-- Task brief --
Which lines of the data hold the word "windows"? Copy all of them.

-- Data provided --

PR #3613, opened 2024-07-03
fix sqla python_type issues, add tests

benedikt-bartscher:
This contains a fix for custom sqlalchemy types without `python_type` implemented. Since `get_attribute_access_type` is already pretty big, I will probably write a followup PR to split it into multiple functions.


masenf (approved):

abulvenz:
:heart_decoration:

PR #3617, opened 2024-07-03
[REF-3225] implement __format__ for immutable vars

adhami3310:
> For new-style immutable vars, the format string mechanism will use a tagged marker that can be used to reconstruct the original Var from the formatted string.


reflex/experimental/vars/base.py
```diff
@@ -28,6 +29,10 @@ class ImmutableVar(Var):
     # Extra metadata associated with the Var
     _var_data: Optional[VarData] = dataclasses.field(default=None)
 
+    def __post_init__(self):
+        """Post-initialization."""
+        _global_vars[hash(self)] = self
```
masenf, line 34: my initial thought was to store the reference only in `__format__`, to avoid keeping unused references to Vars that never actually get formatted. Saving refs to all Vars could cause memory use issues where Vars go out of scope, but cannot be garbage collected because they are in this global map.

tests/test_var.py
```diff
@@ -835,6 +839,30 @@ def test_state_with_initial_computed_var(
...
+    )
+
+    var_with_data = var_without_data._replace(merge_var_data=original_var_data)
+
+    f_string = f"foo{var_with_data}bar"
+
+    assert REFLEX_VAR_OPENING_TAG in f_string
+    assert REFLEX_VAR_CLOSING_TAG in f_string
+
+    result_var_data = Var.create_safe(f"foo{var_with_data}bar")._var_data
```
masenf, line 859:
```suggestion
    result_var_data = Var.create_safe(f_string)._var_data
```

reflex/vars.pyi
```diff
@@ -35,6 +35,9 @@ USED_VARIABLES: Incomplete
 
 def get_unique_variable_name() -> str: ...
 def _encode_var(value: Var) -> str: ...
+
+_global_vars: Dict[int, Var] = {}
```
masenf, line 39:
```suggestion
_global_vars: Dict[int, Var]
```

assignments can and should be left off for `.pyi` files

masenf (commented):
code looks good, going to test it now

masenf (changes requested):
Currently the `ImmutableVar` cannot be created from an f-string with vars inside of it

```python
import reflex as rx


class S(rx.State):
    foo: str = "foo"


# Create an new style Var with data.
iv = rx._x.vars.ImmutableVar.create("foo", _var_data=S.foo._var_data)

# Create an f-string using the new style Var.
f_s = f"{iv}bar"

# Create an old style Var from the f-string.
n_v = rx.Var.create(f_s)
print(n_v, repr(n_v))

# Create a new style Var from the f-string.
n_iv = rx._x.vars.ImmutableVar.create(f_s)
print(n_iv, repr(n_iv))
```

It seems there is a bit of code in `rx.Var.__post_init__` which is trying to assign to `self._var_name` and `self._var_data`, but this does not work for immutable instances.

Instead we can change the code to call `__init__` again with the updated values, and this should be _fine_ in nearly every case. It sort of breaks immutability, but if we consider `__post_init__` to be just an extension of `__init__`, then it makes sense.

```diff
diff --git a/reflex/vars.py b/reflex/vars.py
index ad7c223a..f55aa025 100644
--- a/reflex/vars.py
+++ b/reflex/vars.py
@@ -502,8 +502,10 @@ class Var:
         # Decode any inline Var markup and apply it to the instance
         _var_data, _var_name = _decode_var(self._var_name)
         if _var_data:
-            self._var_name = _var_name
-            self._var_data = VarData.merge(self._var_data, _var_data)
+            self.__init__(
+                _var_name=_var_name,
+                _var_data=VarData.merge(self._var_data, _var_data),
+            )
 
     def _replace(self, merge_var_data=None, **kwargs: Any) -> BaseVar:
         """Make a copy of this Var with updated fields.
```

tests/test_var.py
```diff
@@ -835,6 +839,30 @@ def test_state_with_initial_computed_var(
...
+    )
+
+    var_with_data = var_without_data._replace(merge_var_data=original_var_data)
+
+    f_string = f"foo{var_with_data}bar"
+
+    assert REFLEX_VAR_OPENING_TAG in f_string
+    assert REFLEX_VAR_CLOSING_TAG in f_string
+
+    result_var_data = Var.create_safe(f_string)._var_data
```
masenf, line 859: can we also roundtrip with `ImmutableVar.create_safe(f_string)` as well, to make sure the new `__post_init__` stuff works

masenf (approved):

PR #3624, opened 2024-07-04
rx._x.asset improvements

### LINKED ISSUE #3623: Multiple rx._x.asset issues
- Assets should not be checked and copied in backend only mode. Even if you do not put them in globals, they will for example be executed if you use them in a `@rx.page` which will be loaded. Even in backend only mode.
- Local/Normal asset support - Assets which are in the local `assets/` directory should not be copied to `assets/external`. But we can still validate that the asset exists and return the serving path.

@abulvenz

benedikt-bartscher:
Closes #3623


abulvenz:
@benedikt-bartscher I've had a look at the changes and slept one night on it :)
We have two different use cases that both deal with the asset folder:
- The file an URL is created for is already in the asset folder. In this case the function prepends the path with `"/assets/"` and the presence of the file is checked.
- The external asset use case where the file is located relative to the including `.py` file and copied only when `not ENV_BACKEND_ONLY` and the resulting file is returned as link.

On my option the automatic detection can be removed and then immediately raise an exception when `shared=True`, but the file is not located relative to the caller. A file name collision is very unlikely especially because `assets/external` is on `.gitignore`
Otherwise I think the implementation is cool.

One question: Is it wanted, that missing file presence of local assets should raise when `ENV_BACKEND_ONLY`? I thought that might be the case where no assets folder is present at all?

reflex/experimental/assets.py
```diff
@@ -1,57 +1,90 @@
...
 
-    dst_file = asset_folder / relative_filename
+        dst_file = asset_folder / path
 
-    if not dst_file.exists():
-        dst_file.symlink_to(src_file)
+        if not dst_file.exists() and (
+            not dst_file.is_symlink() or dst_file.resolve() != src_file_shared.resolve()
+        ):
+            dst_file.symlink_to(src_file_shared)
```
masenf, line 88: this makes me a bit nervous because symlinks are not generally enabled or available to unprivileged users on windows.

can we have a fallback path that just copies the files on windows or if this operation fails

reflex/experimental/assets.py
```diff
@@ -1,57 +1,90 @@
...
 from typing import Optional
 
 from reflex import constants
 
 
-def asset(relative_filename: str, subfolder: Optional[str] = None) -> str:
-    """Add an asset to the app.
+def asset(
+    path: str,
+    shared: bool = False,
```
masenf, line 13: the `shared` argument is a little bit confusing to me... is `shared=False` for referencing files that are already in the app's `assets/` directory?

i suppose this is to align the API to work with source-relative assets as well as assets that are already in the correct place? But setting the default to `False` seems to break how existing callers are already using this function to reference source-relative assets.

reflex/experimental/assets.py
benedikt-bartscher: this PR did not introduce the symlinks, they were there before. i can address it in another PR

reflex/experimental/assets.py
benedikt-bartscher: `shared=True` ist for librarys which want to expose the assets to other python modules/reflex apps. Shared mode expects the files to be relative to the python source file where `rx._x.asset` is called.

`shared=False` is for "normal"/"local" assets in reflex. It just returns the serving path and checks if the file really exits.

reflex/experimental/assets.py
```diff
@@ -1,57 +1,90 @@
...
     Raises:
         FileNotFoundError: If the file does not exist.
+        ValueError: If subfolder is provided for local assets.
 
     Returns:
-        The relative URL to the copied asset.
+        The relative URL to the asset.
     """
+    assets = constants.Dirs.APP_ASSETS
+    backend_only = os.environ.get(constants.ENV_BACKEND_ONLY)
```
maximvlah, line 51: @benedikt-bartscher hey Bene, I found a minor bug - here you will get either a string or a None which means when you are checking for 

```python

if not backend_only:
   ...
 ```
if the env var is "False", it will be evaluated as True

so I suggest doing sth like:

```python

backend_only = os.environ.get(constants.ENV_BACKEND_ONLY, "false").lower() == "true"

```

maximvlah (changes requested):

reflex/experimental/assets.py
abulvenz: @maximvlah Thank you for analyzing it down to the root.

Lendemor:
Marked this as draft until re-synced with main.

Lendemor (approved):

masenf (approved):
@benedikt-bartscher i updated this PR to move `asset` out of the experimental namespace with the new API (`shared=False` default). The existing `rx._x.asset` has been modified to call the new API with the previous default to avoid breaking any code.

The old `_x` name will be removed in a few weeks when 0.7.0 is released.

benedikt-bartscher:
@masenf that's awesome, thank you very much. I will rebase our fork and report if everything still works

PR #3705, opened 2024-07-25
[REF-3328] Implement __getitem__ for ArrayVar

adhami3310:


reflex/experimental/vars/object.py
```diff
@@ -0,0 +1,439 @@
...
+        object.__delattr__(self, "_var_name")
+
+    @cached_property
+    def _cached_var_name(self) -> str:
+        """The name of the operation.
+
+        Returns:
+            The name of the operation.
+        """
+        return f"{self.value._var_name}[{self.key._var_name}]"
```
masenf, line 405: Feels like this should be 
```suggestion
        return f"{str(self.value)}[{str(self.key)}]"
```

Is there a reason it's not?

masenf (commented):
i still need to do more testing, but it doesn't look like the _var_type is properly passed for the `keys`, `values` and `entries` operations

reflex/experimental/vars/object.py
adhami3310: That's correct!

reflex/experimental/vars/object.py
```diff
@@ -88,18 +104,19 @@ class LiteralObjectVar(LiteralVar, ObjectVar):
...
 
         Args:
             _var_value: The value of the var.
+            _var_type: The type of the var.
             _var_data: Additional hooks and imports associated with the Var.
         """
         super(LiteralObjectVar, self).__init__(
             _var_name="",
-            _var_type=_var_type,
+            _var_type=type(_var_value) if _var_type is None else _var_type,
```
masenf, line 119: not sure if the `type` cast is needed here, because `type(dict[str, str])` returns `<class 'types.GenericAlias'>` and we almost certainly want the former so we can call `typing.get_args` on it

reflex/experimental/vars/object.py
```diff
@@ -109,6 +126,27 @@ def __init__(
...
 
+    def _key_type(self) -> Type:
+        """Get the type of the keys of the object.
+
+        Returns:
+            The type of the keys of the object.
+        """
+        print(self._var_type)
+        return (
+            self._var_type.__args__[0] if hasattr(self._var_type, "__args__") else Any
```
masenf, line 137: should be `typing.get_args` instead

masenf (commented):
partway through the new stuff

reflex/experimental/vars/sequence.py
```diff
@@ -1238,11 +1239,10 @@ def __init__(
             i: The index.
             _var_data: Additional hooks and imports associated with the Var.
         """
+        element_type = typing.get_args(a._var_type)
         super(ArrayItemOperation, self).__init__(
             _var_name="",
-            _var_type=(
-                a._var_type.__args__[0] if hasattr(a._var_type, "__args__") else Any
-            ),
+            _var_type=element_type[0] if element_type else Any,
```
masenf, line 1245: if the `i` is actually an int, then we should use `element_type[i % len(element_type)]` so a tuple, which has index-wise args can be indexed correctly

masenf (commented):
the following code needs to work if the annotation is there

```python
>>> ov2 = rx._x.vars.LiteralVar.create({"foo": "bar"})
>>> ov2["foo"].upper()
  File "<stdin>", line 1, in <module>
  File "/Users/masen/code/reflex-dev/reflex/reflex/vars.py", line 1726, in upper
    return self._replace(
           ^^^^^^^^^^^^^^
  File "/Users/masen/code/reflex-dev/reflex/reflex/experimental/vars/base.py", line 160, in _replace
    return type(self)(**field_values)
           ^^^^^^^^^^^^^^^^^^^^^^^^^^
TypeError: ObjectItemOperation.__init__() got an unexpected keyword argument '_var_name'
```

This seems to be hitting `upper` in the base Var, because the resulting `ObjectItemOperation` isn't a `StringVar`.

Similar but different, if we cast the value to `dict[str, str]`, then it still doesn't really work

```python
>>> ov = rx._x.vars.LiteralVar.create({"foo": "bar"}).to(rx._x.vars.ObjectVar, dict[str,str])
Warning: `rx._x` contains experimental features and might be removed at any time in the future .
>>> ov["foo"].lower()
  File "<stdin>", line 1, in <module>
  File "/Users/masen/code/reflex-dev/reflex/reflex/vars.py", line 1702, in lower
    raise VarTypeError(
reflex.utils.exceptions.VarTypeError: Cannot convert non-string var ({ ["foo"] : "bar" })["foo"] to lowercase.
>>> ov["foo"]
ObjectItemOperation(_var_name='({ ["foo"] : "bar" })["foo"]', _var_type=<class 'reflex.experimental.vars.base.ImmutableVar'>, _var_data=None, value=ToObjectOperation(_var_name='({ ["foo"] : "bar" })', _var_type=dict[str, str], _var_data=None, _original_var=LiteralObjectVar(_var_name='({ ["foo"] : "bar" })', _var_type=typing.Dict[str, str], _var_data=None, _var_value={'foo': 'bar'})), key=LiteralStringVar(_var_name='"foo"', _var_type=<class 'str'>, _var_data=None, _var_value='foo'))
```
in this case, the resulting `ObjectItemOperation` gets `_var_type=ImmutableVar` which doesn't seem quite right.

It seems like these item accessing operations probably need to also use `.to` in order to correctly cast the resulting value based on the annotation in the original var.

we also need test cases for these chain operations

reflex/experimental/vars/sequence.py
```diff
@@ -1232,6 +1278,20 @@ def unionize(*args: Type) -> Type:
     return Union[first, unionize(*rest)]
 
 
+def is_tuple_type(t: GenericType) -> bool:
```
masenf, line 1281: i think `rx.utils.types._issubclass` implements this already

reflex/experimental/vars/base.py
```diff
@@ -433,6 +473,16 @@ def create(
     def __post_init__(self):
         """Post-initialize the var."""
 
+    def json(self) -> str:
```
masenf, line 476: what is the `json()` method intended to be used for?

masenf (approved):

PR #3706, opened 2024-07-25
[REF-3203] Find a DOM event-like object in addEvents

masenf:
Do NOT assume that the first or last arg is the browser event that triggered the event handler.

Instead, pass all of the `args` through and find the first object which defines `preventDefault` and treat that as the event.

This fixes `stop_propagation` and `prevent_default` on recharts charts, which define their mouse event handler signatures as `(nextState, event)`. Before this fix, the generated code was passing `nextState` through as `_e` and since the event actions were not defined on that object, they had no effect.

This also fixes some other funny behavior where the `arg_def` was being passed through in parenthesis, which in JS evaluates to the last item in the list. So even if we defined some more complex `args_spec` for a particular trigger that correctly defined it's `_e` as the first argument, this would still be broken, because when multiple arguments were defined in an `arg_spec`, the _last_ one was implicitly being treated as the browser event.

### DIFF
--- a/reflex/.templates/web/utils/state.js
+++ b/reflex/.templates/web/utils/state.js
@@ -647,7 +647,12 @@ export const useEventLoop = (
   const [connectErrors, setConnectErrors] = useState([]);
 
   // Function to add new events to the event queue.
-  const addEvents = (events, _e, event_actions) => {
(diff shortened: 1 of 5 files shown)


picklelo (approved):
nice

-- Task result --
masenf, line 88: this makes me a bit nervous because symlinks are not generally enabled or available to unprivileged users on windows.
can we have a fallback path that just copies the files on windows or if this operation fails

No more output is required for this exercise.